(Saved entries)
Issue #3253, opened 2021-03-19
@azure/msal-angular - MsalBroadcastService: inProgress$ does not emit last value


mdarefull:
## Library

- @azure/msal-browser": "^2.12.1"
- @azure/msal-angular": "^2.0.0-beta.1",

## Framework

- [ X] Angular
- [ ] React
- [ ] Other

## Description
In the documentation for [handling redirects](https://github.com/AzureAD/microsoft-authentication-library-for-js/blob/dev/lib/msal-angular/docs/v2-docs/redirects.md) it is recommended to use `MsalRedirectComponent `to handle the redirects and `MsalBroadcastService.inProgress$` for, quote `Pages that wish to perform functions following redirects...`

The problem is that inProgress$ won't emit the last value, so if the page subscribes after the redirect has been handled by MsalRedirectComponent, the subscription will never execute.
It is a nuance mainly because of race conditions, I cannot ensure a given component will subscribe before/after the redirects are handled causing the code to no execute. Not using the subscription means the opposite, the possibility for the code to run while the interaction is still in progress.

## Identity Provider

- [ ] Azure AD
- [X ] Azure B2C Basic Policy
- [ ] Azure B2C Custom Policy
- [ ] ADFS
- [ ] Other

jo-arroyo:
@mdarefull Thanks for your feedback. We are aware this has been an issue for our customers, and a fix with updated documentation scheduled for the next release.

PR #3269, opened 2021-03-19
Update inProgress observable and MsalGuard in msal-angular

jo-arroyo:
Previously, when (a) using path routing, and (b) when the user attempts to access a protected route upon first using the app, the `MsalGuard` is run before any eventCallbacks are registered with `msal-browser`. This meant that events in `MsalGuard` were not being captured by the eventCallback or the `inProgress$` observable, which in turn meant that components dependent on the `inProgress$` observable did not have access to all updates. This did not appear to be an issue with hash routing.

This PR:
- Updates the `MsalGuard` to subscribe to the `inProgress$` observable, allowing events in the `MsalGuard` to be captured
- Changes the `_inProgress` Subject to a `BehaviorSubject`, allowing the most recent `InteractionType` to be available upon subscription
- Adds unit tests for `inProgress$` observable
- Updates docs re. `inProgress$` observable
- Updates docs re. `MsalGuard` being a convenience feature
- Updates docs re. `MsalRedirectComponent` or `handleRedirectObservable` being mandatory when using redirects

Future work:
- Investigate whether the subject type `msalSubject$` requires a change, and whether `MsalGuard` should subscribe to the `msalSubject$` observable too.

This PR addresses concerns raised in issue #3253


lib/msal-angular/src/msal.broadcast.service.ts
```diff
@@ -22,8 +22,11 @@ export class MsalBroadcastService {
     ) {
         this._msalSubject = new Subject<EventMessage>();
         this.msalSubject$  = this._msalSubject.asObservable();
-        this._inProgress = new Subject<InteractionStatus>();
+
+        // InProgress as BehaviorSubject so most recent inProgress state will be available upon subscription
+        this._inProgress = new BehaviorSubject<InteractionStatus>(undefined);
```
jo-arroyo, line 27: Unsure whether to set it to undefined, null, or `Interaction.None`. Thoughts?

lib/msal-angular/docs/FAQ.md
```diff
@@ -79,7 +87,7 @@ Our [Angular 11](https://github.com/AzureAD/microsoft-authentication-library-for
...
 
-We recommend that all redirects are handled with the `MsalRedirectComponent` (see docs [here](https://github.com/AzureAD/microsoft-authentication-library-for-js/tree/dev/lib/msal-angular/docs/v2-docs/redirects.md)), and that any interaction or account validation should be done after  subscribing to the `inProgress$` subject and filtering for none. Please see our [sample](https://github.com/AzureAD/microsoft-authentication-library-for-js/blob/30b5ff95e2ff2cc827d98118004d92968bb67b3f/samples/msal-angular-v2-samples/angular11-sample-app/src/app/app.component.ts#L27) for an example. 
+We recommend that all redirects are handled with the `MsalRedirectComponent` (see docs [here](https://github.com/AzureAD/microsoft-authentication-library-for-js/tree/dev/lib/msal-angular/docs/v2-docs/redirects.md)), and that any interaction or account validation should be done after  subscribing to the `inProgress$` observable and filtering for `InteractionStatus.None`. Please see our [sample](https://github.com/AzureAD/microsoft-authentication-library-for-js/blob/30b5ff95e2ff2cc827d98118004d92968bb67b3f/samples/msal-angular-v2-samples/angular11-sample-app/src/app/app.component.ts#L27) for an example.
```
tnorling, line 90: I think it may be worth using stronger language than "recommend" here. I read some feedback that said it wasn't clear that it was mandatory to handle redirects explicitly either with `MsalRedirectComponent` or `handleRedirectObservable`. We can recommend `MsalRedirectComponent` as the best approach but we should be very clear that if you do not, you **must** call `handleRedirectObservable`

lib/msal-angular/docs/v2-docs/errors.md
```diff
@@ -25,7 +25,7 @@ In `@azure/msal-angular` there are 2 common scenarios when this can happen:
 
 We recommend that you bootstrap the the **`MsalRedirectComponent`** if you want to use redirects as this will handle all redirects for you. See the docs on redirects [here](https://github.com/AzureAD/microsoft-authentication-library-for-js/tree/dev/lib/msal-angular/docs/v2-docs/redirects.md) for how to use the `MsalRedirectComponent` or alternatively calling `handleRedirectObservable` manually.
```
tnorling, line 26: This section should also be updated if you make any changes suggested above.

lib/msal-angular/docs/v2-docs/errors.md
```diff
@@ -25,7 +25,7 @@ In `@azure/msal-angular` there are 2 common scenarios when this can happen:
 
 We recommend that you bootstrap the the **`MsalRedirectComponent`** if you want to use redirects as this will handle all redirects for you. See the docs on redirects [here](https://github.com/AzureAD/microsoft-authentication-library-for-js/tree/dev/lib/msal-angular/docs/v2-docs/redirects.md) for how to use the `MsalRedirectComponent` or alternatively calling `handleRedirectObservable` manually. 
 
-We also recommend that any interaction should be done after subscribing to the `inProgress$` subject and filtering for none. Please see our [events doc](https://github.com/AzureAD/microsoft-authentication-library-for-js/blob/dev/lib/msal-angular/docs/v2-docs/events.md#the-inprogress-observable) for more details. 
+We also recommend that any interaction should be done after subscribing to the `inProgress$` observable and filtering for `InteractionStatus.None`. Please see our [events doc](https://github.com/AzureAD/microsoft-authentication-library-for-js/blob/dev/lib/msal-angular/docs/v2-docs/events.md#the-inprogress-observable) for more details.
```
tnorling, line 28: Let's be more explicit that attempting interaction while another is in progress is not supported and checking for `InteractionStatus.None` is how you ensure you don't do this on accident.

lib/msal-angular/docs/v2-docs/initialization.md
```diff
@@ -33,6 +33,12 @@ export class AppModule {}
 
 You can add authentication to secure specific routes in your application by just adding `canActivate: [MsalGuard]` to your route definition. It can be added at the parent or child routes. When a user visits these routes, the library will prompt the user to authenticate.
 
+**Note:** While the `MsalGuard` is done with best effort, it is a convenience feature intended to improve the user experience and, as such, should not be relied upon for security. Attackers can potentially get around client-side guards, and you should ensure that the server does not return any data the user should not access.
+
+You may also need a route guard that addresses specific needs. We encourage you to write your own guard if `MsalGuard` does not meet all those needs.
+
+SEe this example of a route defined with the `MsalGuard`:
```
tnorling, line 40:
```suggestion
See this example of a route defined with the `MsalGuard`:
```

lib/msal-angular/src/msal.broadcast.service.ts
tnorling: When is the default value used? In react we always start with `InteractionStatus.Startup` knowing that we will always call `handleRedirectPromise` at some point which will set it to `None` when complete. You likely don't want it starting at `None` as that can provide a brief window when that would be inaccurate (i.e. handleRedirectPromise needs to resolve an in progress login)

lib/msal-angular/docs/v2-docs/initialization.md
jo-arroyo: Changed. Thanks!

lib/msal-angular/docs/v2-docs/errors.md
jo-arroyo: Makes sense. Updated.

lib/msal-angular/docs/v2-docs/errors.md
jo-arroyo: Done

lib/msal-angular/docs/FAQ.md
jo-arroyo: That makes sense. I'll make it more clear. Thanks

lib/msal-angular/src/msal.broadcast.service.ts
jasonnutter: Startup seems like a good first value.

jo-arroyo: The default value hasn't really been used, and only with changing it to a `BehaviorSubject` was an initial value available. While  `handleRedirectObservable` should always be called and set it to `None`, I agree that setting it to `Startup` would be more accurate.

tnorling (approved):

jasonnutter (approved):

- Task to complete: Could you find every line in the records above that has the string "feature" and copy it?

- Result of this exercise:
- Updates docs re. `MsalGuard` being a convenience feature
+**Note:** While the `MsalGuard` is done with best effort, it is a convenience feature intended to improve the user experience and, as such, should not be relied upon for security. Attackers can potentially get around client-side guards, and you should ensure that the server does not return any data the user should not access.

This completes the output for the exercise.